# Struggling here to make a decision......advice?



## Studio E (Jul 1, 2010)

Ok, so I recently quit the band I had been in for a few years. It was a cover band and I was playing keys. I've been a keyboard player for 26 years and I really just wanted to get away from the lifestyle of playing in bars, the partying, etc etc. At the same time, I was really looking forward to installing all of my hardware from the live rig (4 synths) into my studio as permanent fixtures for sequencing. 

So, I have been sitting here tonight rigging it up. Actually, I wired everything back in a week ago and am now trying to get everything set-up midi-wise. I have an 8 port midi interface and I have everything plugged in and out. Then it hits me, all the setup I did years ago for the couple of synths I have kept around. ALL of the data entry to have the presets at hand all the time. What a PITA!

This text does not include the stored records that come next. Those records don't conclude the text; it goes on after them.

PR #129, opened 2024-12-20
Fixing targeted object in doSpitCumIntoHoleDom function

Friskygote:
Seems like simple copy-paste error. Text refers to wrong person in the dialogue resulting in nasty ERROR:NO_VAGINA error on sex.


Alexofp:
Good catch, thank youuu

PR #135, opened 2025-01-04
Adds a new option for changing how overstimulation scales

PosionFox:
I would still like some guidance as i am not sure if the way the scaling is being applied the correct way


Alexofp:
I think I'd rather balance it out myself until everyone is happy-ish rather than letting people trial-and-error a good value for themselves..

PosionFox:
that's fair

PR #139, opened 2025-01-14
Fixed implementation of getSharedChildrenAmountFatherMother method

Friskygote:
This PR aims to fix two bugs and add a few more type hints and explanations inside ChildSystem.gd

## Problem
getSharedChildrenAmountFatherMother function used for datapacks and nowhere else in the project claims to return "Child amount" with specified Father and a Mother. 
However, with current implementation it returns children with given father OR with given mother and it improperly asks for archived children.

I don't believe that was the intention of that function, considering the fact that the part adding amount of archived children would work differently.

## Solution
Instead of using logical or  (||) use logical and (&&) when checking whether a child has given father and mother. 
Also switch the order of arguments to archive function to match the function's expectations (first mother, then father, inverted in how it's in the datapack call/getSharedChildrenAmountFatherMother call).

Also added more type hints as well as some short descriptions of function functionalities.

### DIFF
--- a/Game/Pregnancy/ChildSystem.gd
+++ b/Game/Pregnancy/ChildSystem.gd
@@ -72,7 +72,7 @@ func getSharedChildrenAmountFatherMother(firstCharID, secondCharID) -> int:
 	for child in children:
 		if((child.getFatherID() == firstCharID) && (child.getMotherID() == secondCharID)):
 			result += 1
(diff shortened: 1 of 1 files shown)


Alexofp:
Yeah, I think you did it correctly x3. I dunno, it was very exhausting making all those codeblocks, probably more fuckups somewhere else x3.

Thank you!

PR #2292, opened 2026-01-25
Simplify language selection in setup wizard

AzaleeX:
Replaces the arrow-key navigation language menu with a simpler prompt for entering a language code directly. Removes the displayLanguageMenu method and related navigation logic, streamlining the user experience during language selection.


src/main/java/cn/nukkit/wizard/SetupWizard.java
```diff
@@ -832,3 +804,6 @@ private void handleUserInputLoop(
 
 
 }
+
+
+
```
xRookieFight: These empty lines are unnecessary

PR #2312, opened 2026-02-07
Block RakNet connections & pong during server startup/shutdown

xRookieFight:
# Changes

- Prevented RakNet pong/advertisement from being sent during startup and shutdown

- Blocked new player sessions from joining while server is not fully ready

### DIFF
--- a/src/main/java/cn/nukkit/event/block/BlockChangeEvent.java
+++ b/src/main/java/cn/nukkit/event/block/BlockChangeEvent.java
@@ -1,0 +1,40 @@
+package cn.nukkit.event.block;
+
+import cn.nukkit.block.Block;
+import cn.nukkit.event.Cancellable;
+import cn.nukkit.event.HandlerList;
+import lombok.Getter;
+
+/**
+ * Called when a block changes at a specific position in the world.
+ * <p>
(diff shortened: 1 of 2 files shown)


PleaseInsertNameHere (approved):

tunikakeks (approved):

src/main/java/cn/nukkit/network/connection/BedrockPong.java
```diff
@@ -55,10 +55,24 @@ private static String toString(String string) {
...
+     * @param network the network instance to check state
+     */
     public void update(Network network) {
+        // Defensive checks
+        if (network == null) {
+            return;
+        }
+        if (channel == null) {
+            return;
+        }
```
xRookieFight, line 71: I don't get this. Are these nullable?

AzaleeX: You never know, IDK, even if it's unlikely.

AzaleeX: It's just a safety measure, as I explained, even though normally it shouldn't be null.

PR #2316, opened 2026-02-08
Player movement improvements

### LINKED ISSUE #2307: Split PlayerMoveEvent into Separate Movement and Rotation Events
# Split PlayerMoveEvent into Separate Movement and Rotation Events

## Problem
Currently, `PlayerMoveEvent` fires extremely frequently on servers with many concurrent players, causing significant performance overhead:
- Triggers every 0.1 blocks of movement
- Triggers every 1 degree of rotation
- Forces plugins to process both movement and rotation data even when they only need one

This creates unnecessary load, especially on high-population servers where plugins may only care about actual position changes (e.g., region protection) or only rotation changes (e.g., directional mechanics).

## Proposed Solution
Refactor the current event system into three distinct events:

### 1. `PlayerPositionChangeEvent` (Position Only)
- Fires only when player position changes (≥0.1 blocks)
- Does **not** fire on pure rotation changes
- Ideal for: region protection, anti-cheat position validation, teleportation triggers

### 2. `PlayerRotateEvent` (Rotation Only)
- Fires only when player pitch/yaw changes (≥1 degree)
- Does **not** fire on position changes
- Ideal for: directional mechanics, camera tracking, looking-at detection

### 3. `PlayerMoveEvent` (Legacy/Combined) - **Deprecated**
- Maintain backward compatibility by keeping current behavior
- Mark as `@Deprecated` with migration guide
- Remove in future major version

## Configuration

I have a huge (like most of us here) collection of VSTs including an entire orchestra, top of the line synths, multiple perc libs, specialty libs, etc etc. Sure, there's always a few holes in the setup but, do I really need to have a korg and a couple of Roland synths around? Does anyone here really use such things anymore? I mean, of course not for orchestral mock-ups but I'm doing a lot of pop writing right now. Anyone have an opinion about this? I'm thinking that I could sell any one of these things and pick up Trillian (which would be a hole I have) then sell another two and get a UAD. Hmm, I'm not sure. I think I'm also a little sentimental....I dont know. Opinions please.


----------



## midphase (Jul 1, 2010)

YES YES and YES!!!

(actually let me read your post first)

Ok...so now that I read your post my answer is NO NO and NO!!!


----------



## Studio E (Jul 1, 2010)

Lol, thanks Kays. I knew you would come through for me. Now what the hell are you trying to say?!?!


----------



## stonzthro (Jul 1, 2010)

What do you need more - Trillian/UAD or hardware ROMplers? I'd probably keep at least one on hand in case you have nothing to do next New Years Eve.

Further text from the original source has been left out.